I have also taken into account the evidence by the respondent that the appellant ought to have provided him with protective mask and 3 men to lift the metal. In this regard the appellant should have the higher responsibility and contribution to the negligence. However due to the respondent’s experience I would apportion the liability at the proportion of 85% to be borne by the appellant and the respondent 15%.

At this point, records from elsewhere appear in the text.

PR #2023, opened 2017-07-27
fix(emailVerify): add signature to verify server

udaraweerasinghege:
auth-server side fix for https://github.com/mozilla/fxa-content-server/issues/4966
cc: @vladikoff

### DIFF
--- a/config/index.js
+++ b/config/index.js
@@ -555,6 +555,14 @@ var conf = convict({
       }
     }
   },
+  userIpJwtVerification: {
+    key: {
+      default: 'YOU MUST CHANGE ME',
+      doc: 'key used to to sign and verify a user\'s ip',
+      format: String,
+      env: 'USER_IP_VERIFICATION_KEY'
+    }
+  },
   metrics: {
     flow_id_key: {
       default: 'YOU MUST CHANGE ME',
--- a/lib/routes/emails.js
+++ b/lib/routes/emails.js
@@ -11,6 +11,7 @@ const METRICS_CONTEXT_SCHEMA = require('../metrics/context').schema
 const P = require('../promise')
 const random = require('../crypto/random')
 const validators = require('./validators')
+const jwt = require('jsonwebtoken')
 
 const HEX_STRING = validators.HEX_STRING
 
@@ -19,6 +20,7 @@ module.exports = (log, db, mailer, config, customs, push) => {
   const features = require('../features')(config)
   const verificationReminder = require('../verification-reminders')(log, db)
 
+  const USER_IP_VERIFICATION_KEY = config.userIpJwtVerification.key
   return [
     {
       method: 'GET',
@@ -265,6 +267,7 @@ module.exports = (log, db, mailer, config, customs, push) => {
           payload: {
             uid: isA.string().max(32).regex(HEX_STRING).required(),
             code: isA.string().min(32).max(32).regex(HEX_STRING).required(),
+            userIpToken: isA.string().optional(),
             service: validators.service,
             reminder: isA.string().max(32).alphanum().optional(),
             type: isA.string().max(32).alphanum().optional(),
@@ -277,6 +280,7 @@ module.exports = (log, db, mailer, config, customs, push) => {
 
         const uid = request.payload.uid
         const code = request.payload.code
+        const userIpToken = request.payload.userIpToken
         const service = request.payload.service || request.query.service
         const reminder = request.payload.reminder || request.query.reminder
         const type = request.payload.type || request.query.type
@@ -301,9 +305,13 @@ module.exports = (log, db, mailer, config, customs, push) => {
          */
         return db.account(uid)
           .then((account) => {
-            // This endpoint is not authenticated, so we need to look up
-            // the target email address before we can check it with customs.
-            return customs.check(request, account.email, 'recoveryEmailVerifyCode')
+            return verifyIpToken(userIpToken)
+              .catch((err) => {
+                throw error.jwtVerificationError(err)
+              })
+              // This endpoint is not authenticated, so we need to look up
+              // the target email address before we can check it with customs.
+              .then((ip) => customs.check(request, account.email, 'recoveryEmailVerifyCode', ip))
               .then(() => account)
           })
           .then((account) => {
@@ -483,6 +491,21 @@ module.exports = (log, db, mailer, config, customs, push) => {
             () => reply({}),
             reply
           )
+        function verifyIpToken(token) {
+          return new Promise((resolve, reject) => {
+            if (token) {
+              jwt.verify(token, USER_IP_VERIFICATION_KEY, (err, decodedInfo) => {
+                if (err) {
+                  reject(err)
+                } else {
+                  resolve(decodedInfo.ip)
+                }
+              })
+            } else {
+              resolve()
+            }
+          })
+        }
       }
     },
     {
--- a/package.json
+++ b/package.json
@@ -56,6 +56,7 @@
     "inert": "4.0.2",
     "jed": "0.5.4",
     "joi": "9.0.4",
+    "jsonwebtoken": "7.4.1",
     "memcached": "2.2.2",
     "moment-timezone": "0.5.11",
     "mozlog": "2.0.6",
--- a/docs/api.md
+++ b/docs/api.md
@@ -252,6 +252,8 @@ for `code` and `errno` are:
   Can not change primary email to an email that does not belong to this account
 * `code: 400, errno: 149`:
   This email can not currently be used to login
+* `code: 400, errno: 150`:
+  Failed to verify ipToken with jwt
 * `code: 503, errno: 201`:
   Service unavailable
 * `code: 503, errno: 202`:
@@ -280,6 +282,7 @@ include additional response properties:
 * `errno: 133`: bouncedAt
 * `errno: 134`: bouncedAt
 * `errno: 135`: bouncedAt
+* `errno: 150`: jwtError
 * `errno: 201`: retryAfter
 * `errno: 202`: retryAfter
 
@@ -1447,6 +1450,12 @@ not just the one being attached to the Firefox account.
   
   <!--end-request-body-post-recovery_emailverify_code-code-->
 
+* `userIpToken`: *string, optional*
+
+  <!--begin-request-body-post-recovery_emailverify_code-userIpToken-->
+  
+  <!--end-request-body-post-recovery_emailverify_code-userIpToken-->
+
 * `service`: *validators.service*
 
   <!--begin-request-body-post-recovery_emailverify_code-service-->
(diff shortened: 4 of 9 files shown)


config/dev.json
```diff
@@ -2,7 +2,6 @@
   "contentServer": {
     "url": "http://127.0.0.1:3030"
   },
-  "customsUrl": "none",
```
vladikoff: Don't commit this change

config/index.js
```diff
@@ -541,6 +541,14 @@ var conf = convict({
       }
     }
   },
+  serverVerification: {
+    key: {
+      default: 'THIS IS A TEST KEY',
+      doc: 'FlowId validation key, as used by content-server for server verification',
```
vladikoff: this doc needs to be update, this is not the `FlowId validation key` anymore.

config/index.js
```diff
@@ -541,6 +541,14 @@ var conf = convict({
       }
     }
   },
+  serverVerification: {
+    key: {
+      default: 'THIS IS A TEST KEY',
```
vladikoff: Make this `'YOU MUST CHANGE ME'`

lib/routes/emails.js
```diff
@@ -252,6 +253,7 @@ module.exports = (log, db, mailer, config, customs, push) => {
           payload: {
             uid: isA.string().max(32).regex(HEX_STRING).required(),
             code: isA.string().min(32).max(32).regex(HEX_STRING).required(),
+            signature: isA.string().min(64).max(64).regex(HEX_STRING).required(),
```
vladikoff: instead of `min` , `mac` this can be `.len` or something like that

lib/routes/emails.js
```diff
@@ -279,15 +282,23 @@ module.exports = (log, db, mailer, config, customs, push) => {
...
+         *
+         * 3) If type=`secondary` then this is an email code and verify it
          *    accordingly.
          *
-         * 3) Otherwise attempt to verify code as sign-in code then account code.
+         * 4) Otherwise attempt to verify code as sign-in code then account code.
          */
         return db.account(uid)
           .then((account) => {
+            const serverVerificationKey = config.serverVerification.key
```
vladikoff: might be able to move this up into a const as `SERVER_VERIFICATION_KEY`

lib/routes/emails.js
```diff
@@ -279,15 +282,23 @@ module.exports = (log, db, mailer, config, customs, push) => {
...
+            if (isServerVerified(code, uid, serverVerificationKey, requestSignature)) {
```
vladikoff: we should only do this if `requestSignature` is in the payload

lib/routes/emails.js
```diff
@@ -279,15 +282,23 @@ module.exports = (log, db, mailer, config, customs, push) => {
...
+              log.info({op: 'account.recovery_email_verify.server_verification.success', code, uid})
+              return account
+            }
+            log.info({op: 'account.recovery_email_verify.server_verification.fail', code, uid})
```
vladikoff: we only need to log the fail if `requestSignature` was in the payload and we failed validation

vladikoff:
cc @rfk , any feedback on this as well?

rfk:
Thanks @udaraweerasinghege!  Seeing the code come together here, I realize I should have said more words up-front about what the overall goal is.  We don't want to allow the user to completely bypass the rate-limiting here by bouncing off the content-server; rather, we want to rate-limit by the upstream IP as seen by content-server, rather than by the IP of the content-server itself.  (Otherwise we may as well just turn off the rate-limiting here entirely).

So I think that we'll have to expand this a little, by:

* Having content-server send over the upstream IP address as an extra request parameter
* Including the upstream IP address in the payload that gets signed
* Using the provided upstream IP address in the `customs.check` for this route

Does that make sense?

config/index.js
```diff
@@ -541,6 +541,14 @@ var conf = convict({
       }
     }
   },
+  serverVerification: {
+    key: {
+      default: 'YOU MUST CHANGE ME',
+      doc: 'server verification key, as used by content-server',
+      format: String,
+      env: 'SERVER_VERIFICATION_KEY'
```
rfk: Naming nit: this name is hard to grok without a lot of context on the work that we're doing over in content-server, and "server verification" is vague enough that future readers could easily be mislead about the purpose and scope of this key.  Having clear meaningful names is especially important when the code is part of the security boundary, so I suggest we try to name this after what it *does* rather than after the feature it was added in service of.

From the auth-server's perspective, the purpose of this key is to let other trusted servers specify the originating IP address that we use for security checks.  So as a strawman, I propose naming this more specifically along those lines, such as:

* `ORIGINAL_IP_ADDRESS_SIGNING_KEY` for configuring the secret key
* `originalIPAddress` and `originalIPAddressSignature` for the new request parameters

Or something like that anyway :-).  Don't feel like you have to take my specific suggestion, but please consider a name that will make it obvious to future readers the scope of capabilities managed by this key when viewed in isolation.

lib/routes/emails.js
```diff
@@ -470,6 +483,16 @@ module.exports = (log, db, mailer, config, customs, push) => {
...
           )
+
+        function isServerVerified(code, uid, requestSignature) {
+          const signature = crypto.createHmac('sha256', SERVER_VERIFICATION_KEY)
+          .update([
+            code,
+            uid
+          ].join('\n'))
+          .digest('hex')
+          return signature === requestSignature
```
rfk: We'll need to use a constant-time string comparison here to avoid timing attacks [1], see for example the way we do it when checking flow signatures:

  https://github.com/mozilla/fxa-auth-server/blob/master/lib/metrics/context.js#L173

[1] https://codahale.com/a-lesson-in-timing-attacks/

lib/routes/emails.js
```diff
@@ -470,6 +483,16 @@ module.exports = (log, db, mailer, config, customs, push) => {
             () => reply({}),
             reply
           )
+
+        function isServerVerified(code, uid, requestSignature) {
+          const signature = crypto.createHmac('sha256', SERVER_VERIFICATION_KEY)
+          .update([
+            code,
+            uid
+          ].join('\n'))
```
rfk: In general, it's dangerous to have signed tokens that live forever.  If we happened to leak one of these tokens accidentally, then an attacker could use that to bypass rate-limiting for this endpoint on an indefinite basis, until we changed the signing key.  I think we should somehow ensure that these signatures expire after a couple of minutes.

There are a couple of ways we could put an expiry timestamp in here, but I wonder if we're going to be better off pushing this down into a library, and using e.g. a JWT rather than rolling our own signature here.  @vladikoff any thoughts on that, based on your recent experience with such libraries?

rfk:
> I wonder if we're going to be better off pushing this down into a library, and using
> e.g. a JWT rather than rolling our own signature here

In practice this might look like:

* Using https://github.com/auth0/node-jsonwebtoken because the folks at auth0 have a lot of experience getting the details right with this stuff
* On the content-server, generating a token via `jwt.sign(request.clientAddress, SECRET_KEY, { expiresIn: '5m' })` and passing it to the auth-server like we current do the signature
* On the auth-server, receiving the token and extracting the IP via `request.clientAddress = jwt.verify(request.payload.originalIPToken, SECRET_KEY)`

config/index.js
udaraweerasinghege: I think this makes sense and makes things clearer. I feel like `original` carries a bit if ambiguity as well. I was thinking `client`, but it can also be misunderstood as another server's ip as opposed to a user. In which case maybe `user` might work as a prefix? `userIpAddress` vs `originalIpAddress` vs `clientIpAddress`

rfk: Good call; we already call it "clientAddress" in other places in the code so that should like a good option to me, we're "overriding the client address".

package.json
```diff
@@ -41,6 +41,7 @@
     "buffer-equal-constant-time": "1.0.1",
     "convict": "2.0.0",
     "email-addresses": "2.0.2",
+    "fxa-content-server-l10n": "git://github.com/mozilla/fxa-content-server-l10n.git#master",
```
shane-tomlinson: Was fxa-content-server-l10n supposed to be added as part of this PR?

udaraweerasinghege: definitely not. my mistake. fixed now :)

udaraweerasinghege:
@shane-tomlinson 
Testing instructions:
1. Make sure you're on this branch for auth-server and https://github.com/mozilla/fxa-content-server/pull/5298 for content-server
2. Delete https://github.com/mozilla/fxa-auth-server/blob/master/config/dev.json#L5 so that it goes to the default customs server at port 7000
3. Change https://github.com/mozilla/fxa-customs-server/blob/master/lib/config/config.js#L84 to 2.
4. ```npm start``` in fxa-customs-server
5. Start customs and auth servers, and sign up.
6. Check mail server logs for verification email link, and goto the link multiple times. On your third attempt it should get rate limited due to **2.**
7. Stop the content server. Change https://github.com/mozilla/fxa-content-server/pull/5298/files#diff-4f10f95790f228e324be3aaf58ed5088R63 to be ```const clientAddress = '7.124.162.137'``` or any other ip you want to use.
8. Start customs server, and sign up and do **6.** again.

Since the new ip is not blocked, it means the customs server is limiting the client ip as opposed to the content-server's ip.

shane-tomlinson:
I think I'm doing something wrong, I keep seeing this in the auth-server console:

```bash
3|auth-ser | fxa-auth-server.INFO: request.summary {"op":"request.summary","code":429,"errno":114,"rid":"1502463304149:stomlinson-30887:72759:j67zavk3:10064","path":"/v1/recovery_email/verify_code","agent":"got/6.7.1 (https://github.com/sindresorhus/got)","remoteAddressChain":["127.0.0.1"],"t":10,"uid":"08970f6594b946d1b5d3b492cd2cc220"}
3|auth-ser | fxa-auth-server.ERROR: metricsEvents.emitFlowEvent {"op":"metricsEvents.emitFlowEvent","event":"route./recovery_email/verify_code.429.114","missingFlowId":true}
3|auth-ser | fxa-auth-server.ERROR: metricsEvents.emitFlowEvent {"op":"metricsEvents.emitFlowEvent","event":"email.verify_code.clicked","missingFlowId":true}
3|auth-ser | fxa-auth-server.ERROR: metricsEvents.emitFlowEvent {"op":"metricsEvents.emitFlowEvent","event":"customs.blocked","missingFlowId":true}
```

And that's after changing the address multiple times in the [content-server's get-verify-email](https://github.com/mozilla/fxa-content-server/pull/5298/files#diff-4f10f95790f228e324be3aaf58ed5088R63).

udaraweerasinghege:
Sorry @shane-tomlinson  I left out that you also have to start up memcache in fxa-customs-server with the ```memcached``` command

shane-tomlinson:
@vladikoff believes this PR could use some tests before merge.

shane-tomlinson:
Maybe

On the issue of quantum I have re-evaluated the evidence, the medical reports, the fact that the respondent lost his employment due to this injuries, the loss of amenities and the case law that was presented. For these reasons I am also guided by settled principles that the assessments of damages are left to the discretion of a trial court and an appellate court will not disturb the award of damages:
“Unless so inordinately high or low as to represent an entirely erroneous estimate. It must be shown that the Judge proceeded on wrong principles or that he misapprehended the evidence in some material respect, and so arrived at a figure which was either inordinately high or low”
Butt v Butt (1977) KAR (See Kenya Bus Services Ltd vs Humprey 2003 KLR 671.
I am satisfied that the learned Senior Principal Magistrate did arrive at the correct assessment of Kshs.400,000/- as general damages and Kshs.2000/- as special damages. For the foregoing reasons, this amount shall be deducted by 15% being the contribution and the judgment of the lower court is hereby substituted by the following judgment for the respondent at Kshs.402,000 less 15% contribution i.e. Kshs.341,700/- less the sum of Kshs.208,008/- which was already paid leaving the balance of Kshs.133,692/- with costs and interests including 50% costs of this appeal.